#### [HOW TO COMPLETE THIS TASK]
Every line holding "outerSaveTerm" should be copied from the records below.

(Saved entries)
- Opening Delimiter -

Issue #76130, opened 2024-11-28
Test plan for "extensions" feature


jcouv:
Spec for methods/properties: https://github.com/dotnet/csharplang/blob/main/proposals/csharp-14.0/extensions.md
Spec for operators: https://github.com/dotnet/csharplang/blob/main/proposals/csharp-14.0/extension-operators.md
Championed issue: https://github.com/dotnet/csharplang/issues/8697

- [ ] Signature conflict in context of extension type (the outer static class)
  - [ ] Might add more coverage for indexers and properties for completeness sake
- [ ] ctrl-F for `https://github.com/dotnet/roslyn/issues/76130` in source before done as we converted PROTOTYPE comments to reference this when we merged to `main`. 

# Core feature

- [x] Language version
- [x] Parsing
  - [x] `extension` keyword
  - [x] Type parameters
  - [x] Parameter list
    - [x] Empty
    - [x] One parameter
    - [x] More than one parameter
    - [x] Parameter name can be omitted
    - [x] The receiver parameter is not allowed to have modifiers if it is unnamed
    - [x] Named receiver parameter is only allowed to have the refness modifiers and `scoped`.
  - [x] Constraints
  - [x] Body
    - [x] `;`
    - [x] Empty
    - [x] Extension member declarations are syntactically identical to corresponding instance and static members in class and struct declarations
      - [x] Constructor declarations
      - [x] Method declarations
      - [x] Property declarations
      - [x] Operator declarations
      - [x] Event declarations
      - [x] Type declarations
- [x] Static classes as extension containers
  - [x] Extension declaration must be in a top level non-generic static class
  - [x] Can co-exist with other type members
- [x] Scope of names
  - [x] Type parameters are in scope within the body of the extension declaration.
  - [x] Receiver parameter is in scope within the body of the extension declaration.
  - [x] It is an error to refer to the receiver parameter from within a static member, except within a `nameof` expression.
  - [x] It is an error for members to declare type parameters or parameters (as well as local variables and local functions directly within the member body) with the same name as a type parameter or receiver parameter of the extension declaration.
  - [x] It is not an error for the members themselves to have the same name as the type parameters or receiver parameter of the enclosing extension declaration
- [x] Lookup
  - [x] Member names are not directly found in a simple name lookup from within the extension declaration
  - [x] Members of the enclosing type and namespace can be found in a simple name lookup
  - [x] Extension type parameters and extension parameter are found first
- [x] Extension members
[...]

PR #76867, opened 2025-01-22
Extensions parsing

jcouv:


src/Compilers/CSharp/Portable/Generated/CSharp.Generated.g4
```diff
@@ -81,6 +81,7 @@ member_declaration
   | base_type_declaration
   | delegate_declaration
   | enum_member_declaration
+  | extension_container
```
CyrusNajmabadi, line 84: don't love that it's not called _declaration.

src/Compilers/CSharp/Portable/Generated/CSharp.Generated.g4
```diff
@@ -348,6 +349,14 @@ delegate_declaration
   : attribute_list* modifier* 'delegate' type identifier_token type_parameter_list? parameter_list type_parameter_constraint_clause* ';'
   ;
 
+extension_container
+  : attribute_list* modifier* syntax_token type_parameter_list? '(' receiver_parameter ')' type_parameter_constraint_clause* '{' member_declaration* '}'
```
CyrusNajmabadi, line 353: syntax_token?  not `'extension'`?

CyrusNajmabadi: nit: allow an identifier.  people will try to write it, and it will allow for better error recovery.

CyrusNajmabadi: nit: allow a parameter_list, as people will write more, and it will enable better error recovery.

src/Compilers/CSharp/Portable/Generated/CSharp.Generated.g4
```diff
@@ -348,6 +349,14 @@ delegate_declaration
...
+  ;
+
+receiver_parameter
+  : attribute_list* modifier* type identifier_token?
```
CyrusNajmabadi, line 357: we should allow a parameter_syntax.  it will make it much easier ot recover and represent throughout the system.  (similar to how even `a => a` uses a parameter_syntax).  

overfitting syntax is often problematic.  both for normal typing cases, and for expanding on this in the future.

src/Compilers/CSharp/Portable/Parser/LanguageParser.cs
```diff
@@ -1732,7 +1732,7 @@ private TypeDeclarationSyntax ParseClassOrStructOrInterfaceDeclaration(SyntaxLis
             _termState |= TerminatorState.IsEndOfRecordOrClassOrStructOrInterfaceSignature;
 
             var saveTerm = _termState;
-            _termState |= TerminatorState.IsPossibleAggregateClauseStartOrStop;
+            //_termState |= TerminatorState.IsPossibleAggregateClauseStartOrStop; // TODO2 looking for affected test
```
CyrusNajmabadi, line 1735: mark as prototype?  so this doesn't get merged in?

src/Compilers/CSharp/Portable/Parser/LanguageParser.cs
```diff
@@ -1962,6 +1963,151 @@ static TypeDeclarationSyntax constructTypeDeclaration(ContextAwareSyntax syntaxF
             }
         }
 
+        private MemberDeclarationSyntax ParseExtensionContainer(SyntaxList<AttributeListSyntax> attributes, SyntaxListBuilder modifiers)
```
CyrusNajmabadi, line 1966: make return type strongly typed.

src/Compilers/CSharp/Portable/Parser/LanguageParser.cs
```diff
@@ -1962,6 +1963,151 @@ static TypeDeclarationSyntax constructTypeDeclaration(ContextAwareSyntax syntaxF
...
+
+            cancellationToken.ThrowIfCancellationRequested();
+
+            Debug.Assert(this.CurrentToken.ContextualKind == SyntaxKind.ExtensionKeyword);
+            SyntaxToken extensionKeyword = this.EatContextualToken(SyntaxKind.ExtensionKeyword);
+
+            var outerSaveTerm = _termState;
+            _termState |= TerminatorState.IsPossibleAggregateClauseStartOrStop; // TODO2 add test affected
+
+            TypeParameterListSyntax typeParameters = this.ParseTypeParameterList();
```
CyrusNajmabadi, line 1978: check for identifier and recover gracefully.

src/Compilers/CSharp/Portable/Parser/LanguageParser.cs
```diff
@@ -1962,6 +1963,151 @@ static TypeDeclarationSyntax constructTypeDeclaration(ContextAwareSyntax syntaxF
...
+            ReceiverParameterSyntax receiverParameter = parseReceiverParameter(out var openParenToken, out var closeParenToken);
```
CyrusNajmabadi, line 1979: parse a parameter list, with a requirement that at least a single parameter is required.  This can be done by updating ParseParameterList to take a parameter stating if a single parameter is required (and passing that to hte hlper it calls).

you can optionally error at parse time or binding time if there is >1 parameter.  I recommend binding time.

CyrusNajmabadi: By requiring a single parameter, you can be sure in later phases that it is safe to access [0]

src/Compilers/CSharp/Portable/Parser/LanguageParser.cs
```diff
@@ -1962,6 +1963,151 @@ static TypeDeclarationSyntax constructTypeDeclaration(ContextAwareSyntax syntaxF
...
+            SyntaxListBuilder<TypeParameterConstraintClauseSyntax> constraints = default;
+            SyntaxListBuilder<MemberDeclarationSyntax> members = default;
+            try
+            {
+                if (this.CurrentToken.ContextualKind == SyntaxKind.WhereKeyword)
+                {
+                    _termState |= TerminatorState.IsEndOfRecordOrClassOrStructOrInterfaceSignature;
+                    constraints = _pool.Allocate<TypeParameterConstraintClauseSyntax>();
+                    this.ParseTypeParameterConstraintClauses(constraints);
+                }
```
CyrusNajmabadi, line 1992: extract this into helper.  otehrwise it can get out of sync with type parameter parsing elsewhere.

src/Compilers/CSharp/Portable/Parser/LanguageParser.cs
```diff
@@ -1962,6 +1963,151 @@ static TypeDeclarationSyntax constructTypeDeclaration(ContextAwareSyntax syntaxF
...
+                SyntaxToken? openBrace = this.EatToken(SyntaxKind.OpenBraceToken);
+                SyntaxToken? closeBrace;
+
+                // ignore members if missing open curly
+                if (openBrace.IsMissing)
+                {
+                    parseMembers = false;
+                }
+
+                if (parseMembers)
```
CyrusNajmabadi, line 2005: having a variable to just expand on `if (!openBrace.IsMissing)` seems excessive.

src/Compilers/CSharp/Portable/Parser/LanguageParser.cs
```diff
@@ -1962,6 +1963,151 @@ static TypeDeclarationSyntax constructTypeDeclaration(ContextAwareSyntax syntaxF
...
+                    closeBrace = WithAdditionalDiagnostics(closeBrace, this.GetExpectedTokenError(SyntaxKind.CloseBraceToken, this.CurrentToken.Kind));
+                }
+                else
+                {
+                    closeBrace = this.EatToken(SyntaxKind.CloseBraceToken);
+                }
+
+                var modifiersList = (SyntaxList<SyntaxToken>)modifiers.ToList();
+                var membersList = (SyntaxList<MemberDeclarationSyntax>)members;
+                var constraintsList = (SyntaxList<TypeParameterConstraintClauseSyntax>)constraints;
```
CyrusNajmabadi, line 2056: this is confusing.  we have the .ToListAndFree helpers.  Why not use those?  then you don't need a try/finally either.

src/Compilers/CSharp/Portable/Parser/LanguageParser.cs
```diff
@@ -1962,6 +1963,151 @@ static TypeDeclarationSyntax constructTypeDeclaration(ContextAwareSyntax syntaxF
...
+                        }
+                        else
+                        {
+                            // Error -- try to sync up with intended reality
+                            this.SkipBadMemberListTokens(ref openBrace, members);
+                        }
+                    }
+                }
+
+                if (openBrace.IsMissing)
```
CyrusNajmabadi, line 2044: here you check the openBrace, instead of parseMembers

src/Compilers/CSharp/Portable/Parser/LanguageParser.cs
```diff
@@ -1962,6 +1963,151 @@ static TypeDeclarationSyntax constructTypeDeclaration(ContextAwareSyntax syntaxF
...
+                {
+                    parseMembers = false;
+                }
+
+                if (parseMembers)
+                {
+                    members = _pool.Allocate<MemberDeclarationSyntax>();
+
+                    while (true)
```
CyrusNajmabadi, line 2009: afaict, this is a copy of ParseClassOrStructOrInterfaceDeclaration.  Seems like we can just expand that to parse extensions, just with some extension-specific code.  Note: as all teh rest support the primary cosntructor parameter list, this all falls out.   The only difference that i can tell so far is simple that in the case of extensions we want at least one parameter (though this could be a binding-time check), and that we do *not* have an identifier.  All of that seems similar to add to ParseClassOrStructOrInterfaceDeclaration vs this copy :)

src/Compilers/CSharp/Portable/Parser/LanguageParser.cs
```diff
@@ -1962,6 +1963,151 @@ static TypeDeclarationSyntax constructTypeDeclaration(ContextAwareSyntax syntaxF
...
+
+                SyntaxListBuilder modifiers = _pool.Allocate();
+                this.ParseParameterModifiers(modifiers, isFunctionPointerParameter: false, isLambdaParameter: false);
+
+                TypeSyntax type = this.ParseType(mode: ParseTypeMode.Parameter);
+
+                SyntaxToken? identifier;
+                if (this.CurrentToken.Kind == SyntaxKind.CloseParenToken)
+                {
+                    identifier = null;
```
CyrusNajmabadi, line 2098: ah, you want identifiers to be optional.  mixed feelings. but that feels very doable still :)

src/Compilers/CSharp/Portable/Parser/LanguageParser.cs
```diff
@@ -3193,6 +3346,22 @@ private MemberDeclarationSyntax ParseMemberDeclarationCore(SyntaxKind parentKind
...
 
+        private bool IsExtensionContainerStart()
+        {
+            switch (this.CurrentToken.Kind)
+            {
+                case SyntaxKind.IdentifierToken:
+                    if (CurrentToken.ContextualKind == SyntaxKind.ExtensionKeyword)
+                    {
+                        return IsFeatureEnabled(MessageID.IDS_FeatureExtensions);
+                    }
```
CyrusNajmabadi, line 3357: do you want to look for the more explicit `extension(` ?

src/Compilers/Test/Core/Traits/CompilerFeature.cs
```diff
@@ -43,5 +43,6 @@ public enum CompilerFeature
         RecordStructs,
         RequiredMembers,
         RefLifetime,
+        Extensions,
     }
 }
```
CyrusNajmabadi, line 48: incremental tests that changing `class C(int i)` to `extension(int i)` and vvice versa works would be good.

CyrusNajmabadi:
Overall, this looks quite good to me.  My pref is to share more int eh parser.  either higher level parsing functinos, or lower level shared routines :)

src/Compilers/CSharp/Portable/Parser/LanguageParser.cs
jcouv: This PR is draft. Not ready for review. TODO2 comments are flagged by our build and are useful to track things that need to be handled in the PR ;-)

CyrusNajmabadi: oh.  gmail didn't mark this as draft.  sorry!

gtk about TODO2.  i didn't realize that.

src/Compilers/CSharp/Portable/Parser/LanguageParser.cs
jcouv: We're going to reserve the `extension` keyword (types with that name will be errors and need to be escaped), so I don't see much point to additional subtlety here. Simple seems better.

CyrusNajmabadi: wfm.

src/Compilers/CSharp/Portable/Parser/LanguageParser.cs
```diff
@@ -84,7 +84,7 @@ internal enum TerminatorState
             IsEndOfFunctionPointerParameterList = 1 << 23,
             IsEndOfFunctionPointerParameterListErrored = 1 << 24,
             IsEndOfFunctionPointerCallingConvention = 1 << 25,
-            IsEndOfRecordOrClassOrStructOrInterfaceSignature = 1 << 26,
+            IsEndOfRecordOrClassOrStructOrInterfaceOrExtensionSignature = 1 << 26,
```
CyrusNajmabadi, line 87: at this point, we might just say IsEndOfTypeDeclarationSignature :D

src/Compilers/CSharp/Portable/Parser/LanguageParser.cs
```diff
@@ -1728,17 +1728,19 @@ private TypeDeclarationSyntax ParseClassOrStructOrInterfaceDeclaration(SyntaxLis
...
+            bool isExtension = keyword.Kind == SyntaxKind.ExtensionKeyword;
             var outerSaveTerm = _termState;
-            _termState |= TerminatorState.IsEndOfRecordOrClassOrStructOrInterfaceSignature;
+            _termState |= TerminatorState.IsEndOfRecordOrClassOrStructOrInterfaceOrExtensionSignature;
 
             var saveTerm = _termState;
             _termState |= TerminatorState.IsPossibleAggregateClauseStartOrStop;
 
-            var name = this.ParseIdentifierToken();
+            SyntaxToken? name = (isExtension && this.CurrentToken.Kind != SyntaxKind.IdentifierToken) ? null : this.ParseIdentifierToken();
```
CyrusNajmabadi, line 1738: nice.  consider stating that we will parse an identifier if present for extensions, but will error later in binding/symbols.

src/Compilers/CSharp/Portable/Parser/LanguageParser.cs
```diff
@@ -3193,6 +3225,22 @@ private MemberDeclarationSyntax ParseMemberDeclarationCore(SyntaxKind parentKind
             }
         }
 
+        private bool IsExtensionContainerStart()
+        {
+            switch (this.CurrentToken.Kind)
```
CyrusNajmabadi, line 3230: nit: 
```suggestion
            return this.CurrentToken.ContextualKind == SyntaxKind.ExtensionKeyword && IsFeatureEnabled(MessageID.IDS_FeatureExtensions);
```

:)

src/Compilers/CSharp/Portable/Parser/LanguageParser.cs
```diff
@@ -4584,21 +4632,27 @@ private SeparatedSyntaxList<ParameterSyntax> ParseParameterList(
             out SyntaxToken open,
             out SyntaxToken close,
             SyntaxKind openKind,
-            SyntaxKind closeKind)
+            SyntaxKind closeKind,
+            bool allowOptionalIdentifier)
```
CyrusNajmabadi, line 4636: thank you for makingt his non-optional.  i think it's good for the callers to be explicit.

src/Compilers/CSharp/Portable/Parser/LanguageParser.cs
```diff
@@ -4584,21 +4632,27 @@ private SeparatedSyntaxList<ParameterSyntax> ParseParameterList(
...
             var parameters = ParseCommaSeparatedSyntaxList(
                 ref open,
                 closeKind,
                 static @this => @this.IsPossibleParameter(),
-                static @this => @this.ParseParameter(),
+                parseElement,
                 skipBadParameterListTokens,
                 allowTrailingSeparator: false,
-                requireOneElement: false,
+                requireOneElement: allowOptionalIdentifier,
```
CyrusNajmabadi, line 4655: probably good to doc this.  it's subtle that there's a relationship here.

src/Compilers/CSharp/Portable/Parser/LanguageParser.cs
```diff
@@ -4696,19 +4750,33 @@ private ParameterSyntax ParseParameter()
...
+                    }
+                    else
+                    {
+                        identifier = null;
+                    }
+                }
+                else
+                {
+                    identifier = this.ParseIdentifierToken();
+                }
```
CyrusNajmabadi, line 4775:
```suggestion
                identifier = this.CurrentToken.Kind == SyntaxKind.IdentifierToken || !allowOptionalIdentifier
                    ? this.ParseIdentifierToken()
                    : null;
```

src/Compilers/CSharp/Portable/Parser/LanguageParser.cs
```diff
@@ -1728,17 +1728,19 @@ private TypeDeclarationSyntax ParseClassOrStructOrInterfaceDeclaration(SyntaxLis
...
 
-            var name = this.ParseIdentifierToken();
+            SyntaxToken? name = (isExtension && this.CurrentToken.Kind != SyntaxKind.IdentifierToken) ? null : this.ParseIdentifierToken();
+
             var typeParameters = this.ParseTypeParameterList();
 
-            var paramList = CurrentToken.Kind == SyntaxKind.OpenParenToken
-                ? ParseParenthesizedParameterList() : null;
+            var paramList = CurrentToken.Kind == SyntaxKind.OpenParenToken || isExtension
+                ? ParseParenthesizedParameterList(allowOptionalIdentifier: isExtension) : null;
```
CyrusNajmabadi, line 1743: nit: doc this.  probably something like: In the case of extensions, there must always be a parameter list.  Requiring this here also means that later parts of the compiler do not have to be resilient to getting back a null parameter list from teh declaration.

CyrusNajmabadi (approved):
Signing off on the approach where we integrate with the existing TypeDecl hierarchy.  This will make this much more pleasant for IDE consumpgion, so we're a fan of this.

For future symbolic questions, please keep us in teh loop as we have some thoughts on this as well.

CyrusNajmabadi:
Reminder to probably update reusing parameters in incremental contexts if it has an default identifier.  and a few incremental tests on converting between normal type decls and extensions.

src/Compilers/CSharp/Portable/Parser/LanguageParser.cs
```diff
@@ -4724,6 +4714,12 @@ private static bool CanReuseParameter(CSharp.Syntax.ParameterSyntax parameter)
                 }
             }
 
+            // cannot reuse parameters without identifiers (found in extension declarations) as they are parsed with different rules
```
CyrusNajmabadi, line 4717:
```suggestion
            // cannot reuse parameters without identifiers (found in extension declarations) as they are parsed with different rules.
            // The reverse is fine though.  Normal parameters (from non extensions) can be re-used into an extension declaration
            // as all normal parameters are legal extension parameters.
```

CyrusNajmabadi: up to you.

AlekseyTs:
@jcouv We probably should create a new feature branch for the new approach.

src/Compilers/CSharp/Portable/CSharpResources.resx
```diff
@@ -2600,7 +2600,7 @@ A catch() block after a catch (System.Exception e) block can catch non-CLS excep
     <value>Invalid preprocessor expression</value>
   </data>
   <data name="ERR_InvalidMemberDecl" xml:space="preserve">
-    <value>Invalid token '{0}' in class, record, struct, or interface member declaration</value>
+    <value>Invalid token '{0}' in class, record, struct, interface, or extension member declaration</value>
```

- Closing Delimiter -

#### [ANSWER]
+            var outerSaveTerm = _termState;
             var outerSaveTerm = _termState;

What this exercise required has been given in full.